Ambos platos eran auténticas recetas medievales. El pescado se cocinaba en vino blanco con canela, cebolla, aceite, vinagre y jengibre. Plato de venado estofado en una mezcla de tocino, vino tinto, agua, canela, jengibre y azafrán.

“Usaron muchas especias aromáticas”, dijo Hubbard. “Algunas personas dicen que lo hicieron porque la carne estaba rancia. Pero no lo es. Usaron mucha nuez moscada, canela y clavo. Gran parte de esto es prueba y error. Pero es muy divertido. Hice un fracaso absoluto”.

Lawson planeó compartir mantequilla y queso con ella a la hora del almuerzo, además de preparar sopa de pescado medieval, un estofado con conejo y perdiz, cebada, chirivías, ciruelas y posiblemente guisantes, para calificar para la competencia.

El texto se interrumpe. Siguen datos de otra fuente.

PR #192, opened 2026-03-13
fix(backend): correct transform HTTP status mapping and validate addCol name

### LINKED ISSUE #191: Fix transform endpoint status codes and validate addCol name
I found two related problems while working on the transform flow.

## What is wrong

1. **Wrong status code for internal failures**
- Endpoint: `POST /projects/{project_id}/transform`
- Sometimes unexpected server errors are being returned as `400`.
- `400` should mean bad user input. If the server crashes unexpectedly, it should be `500`.
- This makes debugging harder because client mistakes and server bugs look the same.

2. **`addCol` allows missing column name**
- `add_col_params` can come without `name`.
- That can create a `NaN` column name and fail later during response validation.
- This should fail early at request validation time with `422`.

## What I suggest

- Keep explicit `HTTPException` status codes as they are.
- Keep `TransformationError` mapped to `400`.
- Map unexpected exceptions to `500` with a safe message: `"Internal server error"`.
- Make `add_col_params.name` required and reject blank values.

## Done when

- Missing filter params -> `400`
- Invalid transform input -> `400`
- Unexpected error in transform execution -> `500` with generic detail
- Unexpected error in save/log step -> `500` with generic detail
- `addCol` without `name` -> `422`
- `addCol` with valid `name` -> `200`

## Tests to add/update

- HTTP semantics test for explicit `HTTPException` passthrough
- HTTP semantics test for `TransformationError -> 400`
- HTTP semantics test for unexpected error in transform step -> `500`
- HTTP semantics test for unexpected error in persistence step -> `500`
- Existing add/delete column tests should still pass with the name validation change

nodesagar:
Fixes #191

## What this PR fixes

I fixed two backend issues in the transform flow:

1. `POST /projects/{project_id}/transform` was returning `400` for unexpected internal failures in some paths.
2. `addCol` could be called without `add_col_params.name`, which later caused response validation errors (`NaN` column-name path) instead of failing early.

## Changes made

- Updated transform endpoint error handling in `app/api/endpoints/transformations.py`:
  - keeps explicit `HTTPException` status codes as-is
  - maps `TransformationError` to `400`
  - maps unexpected exceptions to `500` with safe detail: `"Internal server error"`
- Wrapped transform + persistence + response construction in one guarded flow so unexpected persistence failures are also handled as `500`.
- Enforced `add_col_params.name` as required and non-blank in `app/schemas.py`.
- Added regression tests in `tests/test_transform_http_semantics.py` for:
  - HTTPException passthrough
  - TransformationError -> 400
  - unexpected exception during transform execution -> 500
  - unexpected exception during persistence step -> 500

## Validation

I ran the full project checks:

- Backend: `uv run ruff check .` ✅
- Backend: `uv run pytest -q` ✅ (`97 passed`)
- Backend: `uv run ruff format .` ✅
- Frontend: `npm run lint` ✅
- Frontend: `npm run test` ✅ (`48 passed`)
- Frontend: `npm run format` ✅

## Impact

- Better API semantics for clients (input errors vs server errors are now clearly separated).
- `addCol` invalid payloads fail fast with `422` instead of failing later.
- Added focused tests to prevent regressions in this area.

### DIFF
--- a/dataloom-backend/app/api/endpoints/transformations.py
+++ b/dataloom-backend/app/api/endpoints/transformations.py
@@ -3,6 +3,7 @@
 All transformations are handled through a single unified /transform endpoint.
 """
 
+import re
 import uuid
 
 from fastapi import APIRouter, Depends, HTTPException
@@ -20,6 +21,61 @@ logger = get_logger(__name__)
 router = APIRouter()
 
 COMPLEX_OPERATIONS = {"dropDuplicate", "advQueryFilter", "pivotTables", "dropNa", "melt", "groupby"}
+SAFE_TRANSFORMATION_ERROR_DETAIL = "Invalid transformation request"
+
+_SENSITIVE_TOKEN_MARKERS = (
+    "traceback",
+    "sqlalchemy",
+    "psycopg",
+    "sqlite",
+    "postgres",
+    "password",
+    "secret",
+    "token",
+)
+_SQL_MARKERS = ("select ", "insert ", "update ", "delete ", "drop ", "alter ", "create table", " from ", " where ")
+
+
+def _safe_transformation_error_detail(error: Exception) -> str:
+    """Return a client-safe 400 detail for domain transformation failures."""
+    detail = str(error).strip()
+    if not detail:
+        return SAFE_TRANSFORMATION_ERROR_DETAIL
+
+    lowered = detail.lower()
+
+    if "\n" in detail or "\r" in detail:
+        return SAFE_TRANSFORMATION_ERROR_DETAIL
+
+    if any(token in lowered for token in _SENSITIVE_TOKEN_MARKERS):
+        return SAFE_TRANSFORMATION_ERROR_DETAIL
+
+    # Redact SQL-like payloads only when multiple SQL markers co-occur.
+    if sum(marker in lowered for marker in _SQL_MARKERS) >= 2:
+        return SAFE_TRANSFORMATION_ERROR_DETAIL
+
+    # Redact likely filesystem paths that should not be exposed to clients.
+    if re.search(r"[A-Za-z]:\\[^\\\n]+", detail) or re.search(r"/(?:[^/\n]+/)+[^/\n]+", detail):
+        return SAFE_TRANSFORMATION_ERROR_DETAIL
+    return detail
+
+
+def _safe_http_exception_detail(error: HTTPException) -> str | None:
+    """Return a redacted detail for sensitive HTTPException payloads."""
+    detail = error.detail if isinstance(error.detail, str) else ""
+    lowered = detail.lower()
+
+    if error.status_code >= 500:
+        return "Internal server error"
+
+    # Utility-layer CSV 404s may embed absolute paths.
+    if error.status_code == 404 and "csv file not found" in lowered:
+        return "CSV file not found"
+
+    if detail and (re.search(r"[A-Za-z]:\\[^\\\n]+", detail) or re.search(r"/(?:[^/\n]+/)+[^/\n]+", detail)):
+        return "Resource not found" if error.status_code == 404 else "Internal server error"
+
+    return None
 
 
 def _handle_basic_transform(df, transformation_input, project, db, project_id):
@@ -158,27 +214,58 @@ async def transform_project(
     Routes to the appropriate internal handler based on operation_type.
     """
     project = get_project_or_404(project_id, db)
-    df = read_csv_safe(project.file_path)
 
-    op = transformation_input.operation_type
+    # Keep an explicit local for consistency across dispatch, persistence and
+    # logging paths. Use a defensive fallback so exception logging never
+    # introduces a secondary NameError.
+    operation_type = getattr(transformation_input, "operation_type", "<unknown>")
 
     try:
-        if op in COMPLEX_OPERATIONS:
+        df = read_csv_safe(project.file_path)
+
+        if operation_type in COMPLEX_OPERATIONS:
             result_df, should_save = _handle_complex_transform(df, transformation_input, project, db, project_id)
         else:
             result_df, should_save = _handle_basic_transform(df, transformation_input, project, db, project_id)
+
+        if should_save:
+            save_csv_safe(result_df, project.file_path)
+            try:
+                log_transformation(db, project_id, operation_type, transformation_input.dict())
+            except Exception:
+                # Compensate disk mutation if audit logging fails to avoid a
+                # partially persisted state (file changed without log entry).
+                try:
+                    save_csv_safe(df, project.file_path)
+                except Exception:
+                    logger.exception(
+                        "Failed to restore project file after log_transformation failure for project_id=%s op=%s",
+                        project_id,
+                        operation_type,
+                    )
+                raise
+
+        resp = dataframe_to_response(result_df)
+        return {
+            "project_id": project_id,
+            "operation_type": operation_type,
+            **resp,
+        }
+    except HTTPException as e:
+        safe_detail = _safe_http_exception_detail(e)
+        if safe_detail is None:
+            # Preserve explicit HTTP errors (e.g., missing parameters) and their status codes.
+            raise
+
+        logger.warning(
+            "Redacted HTTPException detail during transform for project_id=%s op=%s status=%s",
+            project_id,
+            operation_type,
+            e.status_code,
+        )
+        raise HTTPException(status_code=e.status_code, detail=safe_detail) from e
     except ts.TransformationError as e:
-        raise HTTPException(status_code=400, detail=str(e)) from e
+        raise HTTPException(status_code=400, detail=_safe_transformation_error_detail(e)) from e
     except Exception as e:
-        raise HTTPException(status_code=400, detail=str(e)) from e
-
-    if should_save:
-        save_csv_safe(result_df, project.file_path)
-        log_transformation(db, project_id, transformation_input.operation_type, transformation_input.dict())
-
-    resp = dataframe_to_response(result_df)
-    return {
-        "project_id": project_id,
-        "operation_type": transformation_input.operation_type,
-        **resp,
-    }
+        logger.exception("Unexpected error during transform for project_id=%s op=%s", project_id, operation_type)
+        raise HTTPException(status_code=500, detail="Internal server error") from e
--- a/dataloom-backend/app/schemas.py
+++ b/dataloom-backend/app/schemas.py
@@ -112,11 +112,18 @@ class AddColumn(BaseModel):
 
     Attributes:
         index: Zero-based column index where column will be inserted.
-        name: Column name; required for add operations.
+        name: Column name (required, non-blank).
     """
 
     index: int
     name: str
+
+    @field_validator("name")
+    @classmethod
+    def name_must_not_be_blank(cls, v: str) -> str:
+        if not v.strip():
+            raise ValueError("Column name cannot be empty or whitespace")
+        return v
 
 
 class DeleteColumn(BaseModel):
--- a/dataloom-backend/tests/test_transform_http_semantics.py
+++ b/dataloom-backend/tests/test_transform_http_semantics.py
@@ -1,0 +1,202 @@
+"""HTTP semantics tests for the transform endpoint."""
+
+import pytest
+from fastapi import HTTPException
+
+from app.utils.pandas_helpers import read_csv_safe
+
+
+@pytest.fixture
+def project(client, sample_csv):
+    with open(sample_csv, "rb") as f:
+        response = client.post(
+            "/projects/upload",
+            files={"file": ("test.csv", f, "text/csv")},
+            data={"projectName": "HTTP Semantics", "projectDescription": "fixture"},
+        )
+    assert response.status_code == 200, response.text
+    return response.json()
+
+
+@pytest.fixture
+def project_id(project):
+    return project["project_id"]
+
+
+def test_transform_preserves_http_exception_status(client, project_id):
+    # Missing filter params should return the explicit 400 from endpoint validation.
+    response = client.post(
+        f"/projects/{project_id}/transform",
+        json={"operation_type": "filter"},
+    )
+
+    assert response.status_code == 400
+    assert response.json()["detail"] == "Filter parameters required"
+
+
+def test_transform_maps_transformation_error_to_400(client, project_id):
+    response = client.post(
+        f"/projects/{project_id}/transform",
+        json={
+            "operation_type": "filter",
+            "parameters": {"column": "missing_column", "condition": "=", "value": "Alice"},
+        },
+    )
+
+    assert response.status_code == 400
+    assert "not found" in response.json()["detail"].lower()
+
+
+def test_transform_redacts_csv_not_found_path_detail(client, project_id, monkeypatch):
+    from app.api.endpoints import transformations as transformations_endpoint
+
+    def boom(*args, **kwargs):
+        raise HTTPException(status_code=404, detail="CSV file not found: /tmp/private/uploads/project.csv")
+
+    monkeypatch.setattr(transformations_endpoint, "read_csv_safe", boom)
+
+    response = client.post(
+        f"/projects/{project_id}/transform",
+        json={
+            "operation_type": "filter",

“Este es un gran evento relajante con un enfoque en la comida. Experimentaremos y probaremos diferentes recetas. Pero investigué un poco y la comida ha cambiado. No había tanta comida antes de Colón como la hay hoy. Las zanahorias, por ejemplo, no eran naranjas”, dijo Lawson.

Conrad Morais de Wyndham, conocido como Gaius Claudius Valerian de la antigua Roma, asaba pollos en una olla de hierro fundido sobre un fuego abierto, literalmente, con la olla sobre leños encendidos.

Trabajó en dos salsas diferentes: una salsa agridulce de dátiles con vino tinto, vinagre y cebolla; otra salsa de semillas de sésamo, que era un clásico plato romano de pescado fermentado.

Moret, el ganador del concurso de sartenes de hierro fundido, tenía un libro de cocina antiguo real o una reproducción del libro de cocina romano Apicius.

En una página había un párrafo que enumeraba todos los ingredientes necesarios para cada plato, y en la página opuesta había una traducción al latín. El mar se llevó a casa el derecho a presumir del rico sabor de las salsas, que cocinó y revolvió a fuego lento durante toda la mañana. Hizo esto mientras evitaba el humo ondulante de su fuego.

A pesar de usar hábilmente ingredientes antiguos y cocinar al fuego, admitió que no sabía qué hacer con los guisantes. Podrían terminar en una tercera salsa de mostaza.

“Las recetas romanas son geniales porque tienen ingredientes pero no medidas. No sabes cómo y cuándo agregarlos. Debes entender esto”, dijo More. “Pero así es como cocino de todos modos, solo empaco las cosas hasta que funcionan. Es mucho más divertido”.